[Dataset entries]
= = = = = = =

PR #2433, opened 2024-12-09
Update Rust to 1.83.0

link2xt:


r10s (approved):
builds and runs for me as expected :)

Issue #2429, opened 2024-12-07
add "mention" notification switch


r10s:
android got a recent ["mention" switch](https://github.com/deltachat/deltachat-android/pull/3456#discussion_r1866087382) for notifications.

to do the same on iOS:

- we should move the "notifications switch" from top-level settings page to a subpage (as all other settings)
this makes room for the "mention" switch - as well as maybe a button to open the sound- and banner-system-settings directly
the main settings dialog should show "on" and "off" then (any maybe hints as "disabled by low power mode" as the connectivity view, however, not sure how that can fit to the limited room, this is also not needed to close this issue)

- respect the switch using the same logic as the linked android-pr

PR #2434, opened 2024-12-09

= = = = = = =

* [Work task]: For this exercise, gather every line of the data that contains the word "settings".

* [Your response]:
- we should move the "notifications switch" from top-level settings page to a subpage (as all other settings)
this makes room for the "mention" switch - as well as maybe a button to open the sound- and banner-system-settings directly
the main settings dialog should show "on" and "off" then (any maybe hints as "disabled by low power mode" as the connectivity view, however, not sure how that can fit to the limited room, this is also not needed to close this issue)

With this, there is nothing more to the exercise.